-------- RECORDS FOR THE EXERCISE

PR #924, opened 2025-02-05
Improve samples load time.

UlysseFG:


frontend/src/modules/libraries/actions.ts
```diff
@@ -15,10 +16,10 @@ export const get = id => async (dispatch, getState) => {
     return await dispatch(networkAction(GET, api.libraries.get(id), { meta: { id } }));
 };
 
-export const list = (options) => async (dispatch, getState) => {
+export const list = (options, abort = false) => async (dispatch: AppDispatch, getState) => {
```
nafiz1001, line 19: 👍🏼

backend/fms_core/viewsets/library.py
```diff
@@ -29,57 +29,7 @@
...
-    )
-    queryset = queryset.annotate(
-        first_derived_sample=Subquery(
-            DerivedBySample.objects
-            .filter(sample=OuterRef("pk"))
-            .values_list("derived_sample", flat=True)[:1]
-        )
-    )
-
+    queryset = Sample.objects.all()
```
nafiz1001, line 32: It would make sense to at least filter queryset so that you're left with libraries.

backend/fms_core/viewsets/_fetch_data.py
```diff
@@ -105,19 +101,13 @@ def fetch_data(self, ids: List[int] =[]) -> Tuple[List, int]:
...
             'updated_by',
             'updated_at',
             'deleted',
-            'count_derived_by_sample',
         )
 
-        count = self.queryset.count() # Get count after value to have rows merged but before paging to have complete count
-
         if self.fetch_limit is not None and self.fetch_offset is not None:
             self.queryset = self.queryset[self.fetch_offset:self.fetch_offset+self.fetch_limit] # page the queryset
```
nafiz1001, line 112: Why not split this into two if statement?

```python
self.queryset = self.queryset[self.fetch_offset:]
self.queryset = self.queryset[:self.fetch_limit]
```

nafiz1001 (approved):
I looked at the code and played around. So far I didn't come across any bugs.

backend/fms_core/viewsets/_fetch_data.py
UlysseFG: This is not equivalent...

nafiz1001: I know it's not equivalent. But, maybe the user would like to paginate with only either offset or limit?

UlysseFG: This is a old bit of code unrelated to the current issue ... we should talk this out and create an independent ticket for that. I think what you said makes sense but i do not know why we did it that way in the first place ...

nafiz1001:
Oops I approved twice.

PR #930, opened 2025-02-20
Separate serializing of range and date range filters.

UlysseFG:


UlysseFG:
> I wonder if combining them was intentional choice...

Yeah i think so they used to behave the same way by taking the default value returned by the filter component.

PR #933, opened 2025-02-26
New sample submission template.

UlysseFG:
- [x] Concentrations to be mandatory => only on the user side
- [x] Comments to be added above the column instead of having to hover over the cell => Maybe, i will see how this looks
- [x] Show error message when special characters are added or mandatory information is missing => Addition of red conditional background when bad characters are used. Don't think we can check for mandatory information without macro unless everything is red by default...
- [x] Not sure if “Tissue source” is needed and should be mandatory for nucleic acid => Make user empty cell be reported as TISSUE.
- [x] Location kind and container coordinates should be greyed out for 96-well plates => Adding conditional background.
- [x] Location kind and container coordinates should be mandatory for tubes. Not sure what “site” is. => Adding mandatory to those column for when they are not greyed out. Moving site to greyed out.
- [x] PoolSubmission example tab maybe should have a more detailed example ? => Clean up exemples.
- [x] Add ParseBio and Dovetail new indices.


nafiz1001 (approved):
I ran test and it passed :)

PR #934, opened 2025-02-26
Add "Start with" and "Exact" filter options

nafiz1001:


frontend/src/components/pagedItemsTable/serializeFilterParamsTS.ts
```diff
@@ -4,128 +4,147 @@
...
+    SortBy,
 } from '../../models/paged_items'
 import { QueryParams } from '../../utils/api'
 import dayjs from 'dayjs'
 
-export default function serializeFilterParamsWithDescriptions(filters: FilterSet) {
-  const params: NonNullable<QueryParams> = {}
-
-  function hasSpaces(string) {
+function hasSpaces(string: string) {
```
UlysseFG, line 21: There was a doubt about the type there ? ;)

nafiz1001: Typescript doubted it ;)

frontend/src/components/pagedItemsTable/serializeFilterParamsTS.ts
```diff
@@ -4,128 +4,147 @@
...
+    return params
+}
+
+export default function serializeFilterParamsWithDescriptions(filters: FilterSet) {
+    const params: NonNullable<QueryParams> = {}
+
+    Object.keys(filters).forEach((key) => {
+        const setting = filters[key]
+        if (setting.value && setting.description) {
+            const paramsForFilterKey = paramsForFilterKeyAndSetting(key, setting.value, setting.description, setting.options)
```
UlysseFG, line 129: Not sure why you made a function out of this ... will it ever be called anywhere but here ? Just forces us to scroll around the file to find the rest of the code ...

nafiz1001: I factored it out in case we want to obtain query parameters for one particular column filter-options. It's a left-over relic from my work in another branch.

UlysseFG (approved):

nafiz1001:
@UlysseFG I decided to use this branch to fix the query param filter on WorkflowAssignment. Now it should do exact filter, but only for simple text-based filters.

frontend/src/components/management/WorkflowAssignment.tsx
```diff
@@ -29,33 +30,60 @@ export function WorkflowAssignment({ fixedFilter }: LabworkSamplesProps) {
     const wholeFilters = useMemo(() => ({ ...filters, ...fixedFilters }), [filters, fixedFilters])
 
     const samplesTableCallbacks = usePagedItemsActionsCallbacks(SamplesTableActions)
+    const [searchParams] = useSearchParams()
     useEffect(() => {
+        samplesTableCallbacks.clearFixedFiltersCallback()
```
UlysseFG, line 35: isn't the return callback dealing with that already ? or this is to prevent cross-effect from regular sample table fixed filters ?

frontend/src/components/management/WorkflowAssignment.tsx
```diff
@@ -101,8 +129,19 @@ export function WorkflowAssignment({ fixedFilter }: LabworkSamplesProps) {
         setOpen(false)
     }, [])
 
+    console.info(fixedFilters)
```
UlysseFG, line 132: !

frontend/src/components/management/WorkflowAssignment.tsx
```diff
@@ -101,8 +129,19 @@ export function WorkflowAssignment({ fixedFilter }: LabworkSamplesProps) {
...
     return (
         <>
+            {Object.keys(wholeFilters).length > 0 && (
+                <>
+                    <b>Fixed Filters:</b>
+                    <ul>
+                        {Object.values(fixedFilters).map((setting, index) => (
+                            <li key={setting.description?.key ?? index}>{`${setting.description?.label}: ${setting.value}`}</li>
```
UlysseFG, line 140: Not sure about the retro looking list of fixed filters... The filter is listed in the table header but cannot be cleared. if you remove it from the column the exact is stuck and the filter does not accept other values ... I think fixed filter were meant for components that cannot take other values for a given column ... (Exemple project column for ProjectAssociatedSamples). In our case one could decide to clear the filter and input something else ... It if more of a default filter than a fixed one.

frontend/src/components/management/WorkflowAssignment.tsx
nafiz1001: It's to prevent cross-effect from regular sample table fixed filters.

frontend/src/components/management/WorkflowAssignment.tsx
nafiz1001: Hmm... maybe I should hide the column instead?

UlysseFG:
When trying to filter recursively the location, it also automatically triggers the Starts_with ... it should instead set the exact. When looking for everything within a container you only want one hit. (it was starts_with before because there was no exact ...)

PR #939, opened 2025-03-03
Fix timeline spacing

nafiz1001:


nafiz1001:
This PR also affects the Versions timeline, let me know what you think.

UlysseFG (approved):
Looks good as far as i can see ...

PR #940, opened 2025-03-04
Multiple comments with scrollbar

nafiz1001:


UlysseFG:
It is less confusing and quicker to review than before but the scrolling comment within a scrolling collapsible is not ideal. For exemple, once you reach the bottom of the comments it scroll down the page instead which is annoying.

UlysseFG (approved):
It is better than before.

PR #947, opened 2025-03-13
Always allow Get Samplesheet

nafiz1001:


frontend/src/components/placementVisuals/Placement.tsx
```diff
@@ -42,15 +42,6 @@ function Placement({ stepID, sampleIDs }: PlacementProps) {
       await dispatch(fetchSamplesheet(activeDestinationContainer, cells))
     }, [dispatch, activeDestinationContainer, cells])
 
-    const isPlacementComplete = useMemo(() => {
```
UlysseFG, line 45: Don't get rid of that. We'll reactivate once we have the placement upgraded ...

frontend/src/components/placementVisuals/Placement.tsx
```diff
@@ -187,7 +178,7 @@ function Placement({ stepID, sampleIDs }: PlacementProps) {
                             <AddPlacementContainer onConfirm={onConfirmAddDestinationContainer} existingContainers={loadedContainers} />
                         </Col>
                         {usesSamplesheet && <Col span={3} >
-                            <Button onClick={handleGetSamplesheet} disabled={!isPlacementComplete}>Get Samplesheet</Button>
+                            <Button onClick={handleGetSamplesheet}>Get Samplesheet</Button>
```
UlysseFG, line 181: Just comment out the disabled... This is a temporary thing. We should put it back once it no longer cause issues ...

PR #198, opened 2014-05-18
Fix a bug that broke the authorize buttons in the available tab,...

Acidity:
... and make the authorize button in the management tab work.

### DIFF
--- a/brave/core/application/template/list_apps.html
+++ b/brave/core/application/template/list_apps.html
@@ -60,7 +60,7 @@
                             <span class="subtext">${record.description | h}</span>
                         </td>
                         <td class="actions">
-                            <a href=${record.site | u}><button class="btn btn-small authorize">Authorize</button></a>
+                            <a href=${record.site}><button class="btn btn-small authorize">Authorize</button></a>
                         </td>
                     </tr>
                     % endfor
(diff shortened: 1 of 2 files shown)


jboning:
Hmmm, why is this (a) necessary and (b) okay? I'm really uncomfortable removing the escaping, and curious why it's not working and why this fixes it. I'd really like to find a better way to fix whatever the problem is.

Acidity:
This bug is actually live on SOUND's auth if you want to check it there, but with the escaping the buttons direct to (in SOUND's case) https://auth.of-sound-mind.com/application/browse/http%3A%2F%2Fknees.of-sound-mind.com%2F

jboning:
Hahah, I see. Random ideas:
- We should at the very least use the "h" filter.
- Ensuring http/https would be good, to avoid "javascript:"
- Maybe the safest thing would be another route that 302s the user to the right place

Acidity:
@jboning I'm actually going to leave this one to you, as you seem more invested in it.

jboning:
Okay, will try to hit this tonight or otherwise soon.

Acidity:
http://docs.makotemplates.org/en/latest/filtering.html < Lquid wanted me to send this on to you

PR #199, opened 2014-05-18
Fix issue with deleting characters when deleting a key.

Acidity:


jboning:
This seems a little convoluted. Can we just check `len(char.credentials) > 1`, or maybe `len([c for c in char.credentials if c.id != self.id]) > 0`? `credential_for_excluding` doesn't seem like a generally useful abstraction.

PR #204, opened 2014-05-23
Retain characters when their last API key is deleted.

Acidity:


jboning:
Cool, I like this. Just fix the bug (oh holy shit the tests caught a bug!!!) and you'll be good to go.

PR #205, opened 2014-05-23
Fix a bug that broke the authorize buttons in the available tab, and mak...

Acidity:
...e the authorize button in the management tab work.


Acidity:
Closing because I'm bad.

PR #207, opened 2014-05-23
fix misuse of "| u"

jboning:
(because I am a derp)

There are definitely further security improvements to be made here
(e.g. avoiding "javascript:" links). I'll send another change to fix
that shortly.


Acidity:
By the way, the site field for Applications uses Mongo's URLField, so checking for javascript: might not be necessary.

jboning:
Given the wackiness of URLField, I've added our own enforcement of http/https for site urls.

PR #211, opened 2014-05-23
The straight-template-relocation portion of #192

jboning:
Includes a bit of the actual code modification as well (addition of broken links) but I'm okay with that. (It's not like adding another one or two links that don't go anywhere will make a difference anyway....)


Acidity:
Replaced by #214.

----------------

# PROBLEM TO WORK ON:
The answer must consist of every line from the entries above that contains "class".

# ANSWER TO THIS EXERCISE:
                             <span class="subtext">${record.description | h}</span>
                         <td class="actions">
-                            <a href=${record.site | u}><button class="btn btn-small authorize">Authorize</button></a>
+                            <a href=${record.site}><button class="btn btn-small authorize">Authorize</button></a>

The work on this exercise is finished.